All Products
Search
Document Center

Elastic GPU Service:Diagnose a GPU by using the Cloud Assistant plug-in

Last Updated:Aug 12, 2024

You can use the Cloud Assistant plug-in to comprehensively diagnose the GPU or GPU driver of your GPU-accelerated instance and efficiently identify common errors that occur when the GPU runs, such as GPU anomalies and driver anomalies. Once anomalies are diagnosed, the system automatically initiates O&M operations. For example, the system sends notifications to you.

Procedure

Note

The procedure in this topic applies to the diagnosis of GPU-accelerated Linux instances. GPU-accelerated Linux instances are automatically pre-installed with the Cloud Assistant plug-in when you create the instances. For more information about Cloud Assistant, see Overview.

  1. Log on to the ECS console.

  2. In the left-side navigation pane, choose Maintenance & Monitoring > Cloud Assistant.

  3. In the upper part of the page, select the region where the desired GPU-accelerated instance resides.

  4. On the ECS Instances tab, find the instance and click Run Command in the Actions column.

  5. In the Create Command panel, configure parameters in the Command Information section.

    The following section describes key parameters. Use default values for other parameters. For more information, see Create a command.

    Important

    You must set the parameters to the values that are provided in the following section. Otherwise, Cloud Assistant may fail to run the command.

    云助手.jpg

    Command Type: Select Shell.

    Command content: Paste the following command content. For more information about sample shell commands, see View the system configurations of ECS instances.

    if acs-plugin-manager --list --local | grep ACS-ECS-GpuCheck > /dev/null 2>&1
    then
        acs-plugin-manager --remove --plugin ACS-ECS-GpuCheck
    fi
    acs-plugin-manager --exec --plugin ACS-ECS-GpuCheck

    Timeout: Specify the timeout period for running the command. When the command execution times out, Cloud Assistant forcefully terminates the execution process. In this example, the value is set to 180.

    Note

    The value of the Timeout parameter must be a positive integer that ranges from 10 to 86400. Unit: seconds. A value of 86400 is equivalent to 24 hours.

  6. Click Run to run the command to diagnose the health status of the GPU-accelerated instance by using Cloud Assistant.
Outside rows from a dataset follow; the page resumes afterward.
PR #226, opened 2023-02-06
Update README.md kind table

lionello:
Add `kind` 1000-9999 per NIP-16 ~~and 6 "boosts" (no NIP?)~~

### DIFF
--- a/README.md
+++ b/README.md
@@ -49,6 +49,7 @@ NIPs stand for **Nostr Implementation Possibilities**. They exist to document wh
 | 44          | Channel Mute User           | [28](28.md)            |
 | 45-49       | Public Chat Reserved        | [28](28.md)            |
 | 22242       | Client Authentication       | [42](42.md)            |
+| 1000-9999   | Regular Events Reserved     | [16](16.md)            |
 | 10000-19999 | Replaceable Events Reserved | [16](16.md)            |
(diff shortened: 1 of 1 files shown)


fiatjaf:
For kind 6 I think it is better to wait until we have a NIP.

lionello:
or I can write one based off of Damus' code?

lionello:
Sorry, just noticed https://github.com/nostr-protocol/nips/pull/86

README.md
```diff
@@ -49,6 +49,7 @@ NIPs stand for **Nostr Implementation Possibilities**. They exist to document wh
 | 44          | Channel Mute User           | [28](28.md)            |
 | 45-49       | Public Chat Reserved        | [28](28.md)            |
 | 22242       | Client Authentication       | [42](42.md)            |
+| 1000-9999   | Regular Events Reserved     | [16](16.md)            |
```
Cameri, line 52: What's a Regular Event?

lionello: According to https://github.com/nostr-protocol/nips/blob/master/16.md#regular-events
> A regular event is defined as an event with a kind 1000 <= n < 10000. Upon a regular event being received, the relay SHOULD send it to all clients with a matching filter, and SHOULD store it. New events of the same kind do not affect previous events in any way.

    • If the execution result shows that each diagnostic item is in the OK state, the GPU of the instance is not diagnosed with anomalies.

      GPU State.jpg

    • If the execution result shows that one or more diagnostic items, such as Double Bit Error Check, are in the Failed state, the GPU of the instance is diagnosed with anomalies.

      GPU State-en.jpg

Diagnostic items and troubleshooting methods

The following table describes the diagnostic items involved when you use the Cloud Assistant plug-in to diagnose the GPU status of your GPU-accelerated instance.

Diagnostic item

Description

Troubleshooting method

Double Bit Error Check

Checks whether double-bit errors exist on the GPU.

Restart the instance based on the number of errors returned by the system.

Info Rom Corrupted Check

Checks the infoROM information about the GPU.

Perform operations based on the O&M notifications that are sent by the system.

eRDMA Incorrect Check

Checks the status of the elastic RDMA interface (ERI) of the GPU.

Perform operations based on the O&M notifications that are sent by the system.

Kernel Upgrade Check

Checks whether driver anomalies caused by kernel updates exist.

Uninstall the current driver and install a new driver.

Fabricmanager running Check

Checks the running status of the Fabricmanager component.

Install or start the Fabricmanager component.

Power Cable Error Check

Checks the status of the power cable and power supply of the GPU.

Perform operations based on the O&M notifications that are sent by the system.

GPU Device Lost Check

Checks whether the GPU can be found.

Perform operations based on the O&M notifications that are sent by the system.

GPU Driver Install Check

Checks the installation status of the GPU driver.

Install the driver.

GPU Xid Error Check

Checks whether XID errors exist on the GPU.

Restart the instance based on different XID errors that are reported by the system.